* **ACTION ITEM**: Go through the listing and write out all of it exactly.

(PROVIDED ENTRIES Opens)

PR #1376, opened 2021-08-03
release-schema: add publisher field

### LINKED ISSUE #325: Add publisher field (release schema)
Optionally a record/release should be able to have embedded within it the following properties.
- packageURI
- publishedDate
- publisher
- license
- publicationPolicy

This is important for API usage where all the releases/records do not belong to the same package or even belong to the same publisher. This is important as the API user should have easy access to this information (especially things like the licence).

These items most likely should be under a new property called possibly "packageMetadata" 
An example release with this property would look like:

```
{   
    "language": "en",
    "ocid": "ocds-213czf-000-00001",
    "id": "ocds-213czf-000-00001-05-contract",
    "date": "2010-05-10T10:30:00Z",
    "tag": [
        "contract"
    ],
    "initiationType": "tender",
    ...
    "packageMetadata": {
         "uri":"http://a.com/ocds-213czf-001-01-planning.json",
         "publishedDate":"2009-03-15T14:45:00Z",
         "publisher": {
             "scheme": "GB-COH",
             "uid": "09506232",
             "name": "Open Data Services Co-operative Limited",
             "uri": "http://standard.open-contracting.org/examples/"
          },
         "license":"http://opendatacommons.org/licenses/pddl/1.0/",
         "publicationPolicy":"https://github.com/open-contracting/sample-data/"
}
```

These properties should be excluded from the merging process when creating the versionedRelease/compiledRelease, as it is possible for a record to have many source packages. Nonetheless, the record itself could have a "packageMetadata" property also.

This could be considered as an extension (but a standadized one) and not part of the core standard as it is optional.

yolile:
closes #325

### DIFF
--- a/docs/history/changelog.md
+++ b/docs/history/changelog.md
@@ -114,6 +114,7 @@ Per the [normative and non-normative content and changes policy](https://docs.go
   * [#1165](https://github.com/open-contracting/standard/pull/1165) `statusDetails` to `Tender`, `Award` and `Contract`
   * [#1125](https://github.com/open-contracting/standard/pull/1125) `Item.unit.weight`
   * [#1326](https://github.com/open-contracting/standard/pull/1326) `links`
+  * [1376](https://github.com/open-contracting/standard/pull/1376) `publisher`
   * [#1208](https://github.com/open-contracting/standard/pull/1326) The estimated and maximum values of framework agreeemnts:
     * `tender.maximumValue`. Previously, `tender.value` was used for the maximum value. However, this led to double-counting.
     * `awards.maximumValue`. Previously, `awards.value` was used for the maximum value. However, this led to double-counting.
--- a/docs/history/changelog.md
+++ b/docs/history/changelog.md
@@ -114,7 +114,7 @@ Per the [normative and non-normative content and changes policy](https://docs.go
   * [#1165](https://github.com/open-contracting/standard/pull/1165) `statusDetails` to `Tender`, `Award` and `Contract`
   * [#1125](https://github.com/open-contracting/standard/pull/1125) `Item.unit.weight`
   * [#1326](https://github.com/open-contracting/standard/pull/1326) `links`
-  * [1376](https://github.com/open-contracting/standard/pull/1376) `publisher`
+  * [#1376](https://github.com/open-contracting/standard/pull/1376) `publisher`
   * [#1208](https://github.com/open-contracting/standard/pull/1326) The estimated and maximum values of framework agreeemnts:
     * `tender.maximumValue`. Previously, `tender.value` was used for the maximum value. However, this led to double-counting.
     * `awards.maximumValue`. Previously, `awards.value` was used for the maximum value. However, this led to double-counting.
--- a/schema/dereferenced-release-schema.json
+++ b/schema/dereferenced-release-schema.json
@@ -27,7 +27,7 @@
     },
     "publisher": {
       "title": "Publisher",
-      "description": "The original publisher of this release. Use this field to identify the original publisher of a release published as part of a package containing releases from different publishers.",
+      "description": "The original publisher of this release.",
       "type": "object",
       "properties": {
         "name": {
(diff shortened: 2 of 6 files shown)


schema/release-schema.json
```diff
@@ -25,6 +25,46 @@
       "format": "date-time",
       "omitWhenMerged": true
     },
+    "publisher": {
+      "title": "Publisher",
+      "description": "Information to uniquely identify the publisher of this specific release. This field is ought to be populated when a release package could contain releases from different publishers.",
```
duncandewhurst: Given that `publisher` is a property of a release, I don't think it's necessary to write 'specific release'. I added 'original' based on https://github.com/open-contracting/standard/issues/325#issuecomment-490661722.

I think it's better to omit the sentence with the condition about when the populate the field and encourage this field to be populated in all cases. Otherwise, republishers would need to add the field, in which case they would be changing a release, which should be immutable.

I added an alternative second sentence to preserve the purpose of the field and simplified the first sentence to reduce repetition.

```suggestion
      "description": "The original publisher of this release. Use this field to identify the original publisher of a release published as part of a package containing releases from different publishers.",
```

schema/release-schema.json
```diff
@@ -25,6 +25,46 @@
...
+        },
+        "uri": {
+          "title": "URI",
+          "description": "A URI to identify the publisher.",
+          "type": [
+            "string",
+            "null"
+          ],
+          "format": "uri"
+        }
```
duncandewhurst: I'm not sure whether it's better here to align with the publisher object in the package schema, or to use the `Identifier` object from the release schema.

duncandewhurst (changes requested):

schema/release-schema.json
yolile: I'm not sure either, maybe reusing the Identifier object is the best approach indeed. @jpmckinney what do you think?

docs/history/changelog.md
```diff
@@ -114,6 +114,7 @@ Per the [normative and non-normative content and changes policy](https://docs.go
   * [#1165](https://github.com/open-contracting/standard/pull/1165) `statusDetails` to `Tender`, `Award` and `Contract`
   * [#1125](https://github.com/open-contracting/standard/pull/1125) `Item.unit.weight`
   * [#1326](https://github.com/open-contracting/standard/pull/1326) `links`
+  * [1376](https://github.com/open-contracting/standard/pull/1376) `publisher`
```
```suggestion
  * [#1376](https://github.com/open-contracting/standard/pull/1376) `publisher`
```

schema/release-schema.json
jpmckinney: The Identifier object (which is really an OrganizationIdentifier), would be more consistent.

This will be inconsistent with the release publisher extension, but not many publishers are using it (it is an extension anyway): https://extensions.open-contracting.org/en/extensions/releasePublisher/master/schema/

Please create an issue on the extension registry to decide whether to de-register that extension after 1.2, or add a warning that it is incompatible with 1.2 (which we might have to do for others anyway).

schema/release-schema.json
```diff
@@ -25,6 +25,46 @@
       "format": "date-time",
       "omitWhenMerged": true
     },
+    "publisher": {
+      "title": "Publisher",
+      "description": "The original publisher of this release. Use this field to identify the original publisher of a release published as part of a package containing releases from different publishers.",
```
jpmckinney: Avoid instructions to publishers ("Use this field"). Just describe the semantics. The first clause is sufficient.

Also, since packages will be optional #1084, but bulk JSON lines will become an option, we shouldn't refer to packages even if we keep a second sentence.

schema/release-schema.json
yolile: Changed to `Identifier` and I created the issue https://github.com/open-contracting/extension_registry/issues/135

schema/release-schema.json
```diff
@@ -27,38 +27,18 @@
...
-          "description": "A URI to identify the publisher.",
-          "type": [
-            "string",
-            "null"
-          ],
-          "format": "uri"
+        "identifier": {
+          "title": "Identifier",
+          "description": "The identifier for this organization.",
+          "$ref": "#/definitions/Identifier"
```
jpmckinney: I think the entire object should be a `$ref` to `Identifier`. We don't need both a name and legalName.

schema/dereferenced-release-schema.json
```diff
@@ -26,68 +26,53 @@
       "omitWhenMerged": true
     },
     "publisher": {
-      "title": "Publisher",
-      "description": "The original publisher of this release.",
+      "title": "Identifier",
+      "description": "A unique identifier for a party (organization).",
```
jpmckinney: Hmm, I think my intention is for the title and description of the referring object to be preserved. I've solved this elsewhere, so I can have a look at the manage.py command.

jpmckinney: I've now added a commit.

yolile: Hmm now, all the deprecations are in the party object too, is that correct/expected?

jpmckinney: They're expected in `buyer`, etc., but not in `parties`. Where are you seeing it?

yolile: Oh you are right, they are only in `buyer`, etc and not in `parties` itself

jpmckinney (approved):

(PROVIDED ENTRIES Closes)

* **REPLY**:
PR #1376, opened 2021-08-03
release-schema: add publisher field

### LINKED ISSUE #325: Add publisher field (release schema)
Optionally a record/release should be able to have embedded within it the following properties.
- packageURI
- publishedDate
- publisher
- license
- publicationPolicy

This is important for API usage where all the releases/records do not belong to the same package or even belong to the same publisher. This is important as the API user should have easy access to this information (especially things like the licence).

These items most likely should be under a new property called possibly "packageMetadata" 
An example release with this property would look like:

```
{   
    "language": "en",
    "ocid": "ocds-213czf-000-00001",
    "id": "ocds-213czf-000-00001-05-contract",
    "date": "2010-05-10T10:30:00Z",
    "tag": [
        "contract"
    ],
    "initiationType": "tender",
    ...
    "packageMetadata": {
         "uri":"http://a.com/ocds-213czf-001-01-planning.json",
         "publishedDate":"2009-03-15T14:45:00Z",
         "publisher": {
             "scheme": "GB-COH",
             "uid": "09506232",
             "name": "Open Data Services Co-operative Limited",
             "uri": "http://standard.open-contracting.org/examples/"
          },
         "license":"http://opendatacommons.org/licenses/pddl/1.0/",
         "publicationPolicy":"https://github.com/open-contracting/sample-data/"
}
```

These properties should be excluded from the merging process when creating the versionedRelease/compiledRelease, as it is possible for a record to have many source packages. Nonetheless, the record itself could have a "packageMetadata" property also.

This could be considered as an extension (but a standadized one) and not part of the core standard as it is optional.

yolile:
closes #325

### DIFF
--- a/docs/history/changelog.md
+++ b/docs/history/changelog.md
@@ -114,6 +114,7 @@ Per the [normative and non-normative content and changes policy](https://docs.go
   * [#1165](https://github.com/open-contracting/standard/pull/1165) `statusDetails` to `Tender`, `Award` and `Contract`
   * [#1125](https://github.com/open-contracting/standard/pull/1125) `Item.unit.weight`
   * [#1326](https://github.com/open-contracting/standard/pull/1326) `links`
+  * [1376](https://github.com/open-contracting/standard/pull/1376) `publisher`
   * [#1208](https://github.com/open-contracting/standard/pull/1326) The estimated and maximum values of framework agreeemnts:
     * `tender.maximumValue`. Previously, `tender.value` was used for the maximum value. However, this led to double-counting.
     * `awards.maximumValue`. Previously, `awards.value` was used for the maximum value. However, this led to double-counting.
--- a/docs/history/changelog.md
+++ b/docs/history/changelog.md
@@ -114,7 +114,7 @@ Per the [normative and non-normative content and changes policy](https://docs.go
   * [#1165](https://github.com/open-contracting/standard/pull/1165) `statusDetails` to `Tender`, `Award` and `Contract`
   * [#1125](https://github.com/open-contracting/standard/pull/1125) `Item.unit.weight`
   * [#1326](https://github.com/open-contracting/standard/pull/1326) `links`
-  * [1376](https://github.com/open-contracting/standard/pull/1376) `publisher`
+  * [#1376](https://github.com/open-contracting/standard/pull/1376) `publisher`
   * [#1208](https://github.com/open-contracting/standard/pull/1326) The estimated and maximum values of framework agreeemnts:
     * `tender.maximumValue`. Previously, `tender.value` was used for the maximum value. However, this led to double-counting.
     * `awards.maximumValue`. Previously, `awards.value` was used for the maximum value. However, this led to double-counting.
--- a/schema/dereferenced-release-schema.json
+++ b/schema/dereferenced-release-schema.json
@@ -27,7 +27,7 @@
     },
     "publisher": {
       "title": "Publisher",
-      "description": "The original publisher of this release. Use this field to identify the original publisher of a release published as part of a package containing releases from different publishers.",
+      "description": "The original publisher of this release.",
       "type": "object",
       "properties": {
         "name": {
(diff shortened: 2 of 6 files shown)


schema/release-schema.json
```diff
@@ -25,6 +25,46 @@
       "format": "date-time",
       "omitWhenMerged": true
     },
+    "publisher": {
+      "title": "Publisher",
+      "description": "Information to uniquely identify the publisher of this specific release. This field is ought to be populated when a release package could contain releases from different publishers.",
```
duncandewhurst: Given that `publisher` is a property of a release, I don't think it's necessary to write 'specific release'. I added 'original' based on https://github.com/open-contracting/standard/issues/325#issuecomment-490661722.

I think it's better to omit the sentence with the condition about when the populate the field and encourage this field to be populated in all cases. Otherwise, republishers would need to add the field, in which case they would be changing a release, which should be immutable.

I added an alternative second sentence to preserve the purpose of the field and simplified the first sentence to reduce repetition.

```suggestion
      "description": "The original publisher of this release. Use this field to identify the original publisher of a release published as part of a package containing releases from different publishers.",
```

schema/release-schema.json
```diff
@@ -25,6 +25,46 @@
...
+        },
+        "uri": {
+          "title": "URI",
+          "description": "A URI to identify the publisher.",
+          "type": [
+            "string",
+            "null"
+          ],
+          "format": "uri"
+        }
```
duncandewhurst: I'm not sure whether it's better here to align with the publisher object in the package schema, or to use the `Identifier` object from the release schema.

duncandewhurst (changes requested):

schema/release-schema.json
yolile: I'm not sure either, maybe reusing the Identifier object is the best approach indeed. @jpmckinney what do you think?

docs/history/changelog.md
```diff
@@ -114,6 +114,7 @@ Per the [normative and non-normative content and changes policy](https://docs.go
   * [#1165](https://github.com/open-contracting/standard/pull/1165) `statusDetails` to `Tender`, `Award` and `Contract`
   * [#1125](https://github.com/open-contracting/standard/pull/1125) `Item.unit.weight`
   * [#1326](https://github.com/open-contracting/standard/pull/1326) `links`
+  * [1376](https://github.com/open-contracting/standard/pull/1376) `publisher`
```
```suggestion
  * [#1376](https://github.com/open-contracting/standard/pull/1376) `publisher`
```

schema/release-schema.json
jpmckinney: The Identifier object (which is really an OrganizationIdentifier), would be more consistent.

This will be inconsistent with the release publisher extension, but not many publishers are using it (it is an extension anyway): https://extensions.open-contracting.org/en/extensions/releasePublisher/master/schema/

Please create an issue on the extension registry to decide whether to de-register that extension after 1.2, or add a warning that it is incompatible with 1.2 (which we might have to do for others anyway).

schema/release-schema.json
```diff
@@ -25,6 +25,46 @@
       "format": "date-time",
       "omitWhenMerged": true
     },
+    "publisher": {
+      "title": "Publisher",
+      "description": "The original publisher of this release. Use this field to identify the original publisher of a release published as part of a package containing releases from different publishers.",
```
jpmckinney: Avoid instructions to publishers ("Use this field"). Just describe the semantics. The first clause is sufficient.

Also, since packages will be optional #1084, but bulk JSON lines will become an option, we shouldn't refer to packages even if we keep a second sentence.

schema/release-schema.json
yolile: Changed to `Identifier` and I created the issue https://github.com/open-contracting/extension_registry/issues/135

schema/release-schema.json
```diff
@@ -27,38 +27,18 @@
...
-          "description": "A URI to identify the publisher.",
-          "type": [
-            "string",
-            "null"
-          ],
-          "format": "uri"
+        "identifier": {
+          "title": "Identifier",
+          "description": "The identifier for this organization.",
+          "$ref": "#/definitions/Identifier"
```
jpmckinney: I think the entire object should be a `$ref` to `Identifier`. We don't need both a name and legalName.

schema/dereferenced-release-schema.json
```diff
@@ -26,68 +26,53 @@
       "omitWhenMerged": true
     },
     "publisher": {
-      "title": "Publisher",
-      "description": "The original publisher of this release.",
+      "title": "Identifier",
+      "description": "A unique identifier for a party (organization).",
```
jpmckinney: Hmm, I think my intention is for the title and description of the referring object to be preserved. I've solved this elsewhere, so I can have a look at the manage.py command.

jpmckinney: I've now added a commit.

yolile: Hmm now, all the deprecations are in the party object too, is that correct/expected?

jpmckinney: They're expected in `buyer`, etc., but not in `parties`. Where are you seeing it?

yolile: Oh you are right, they are only in `buyer`, etc and not in `parties` itself

jpmckinney (approved):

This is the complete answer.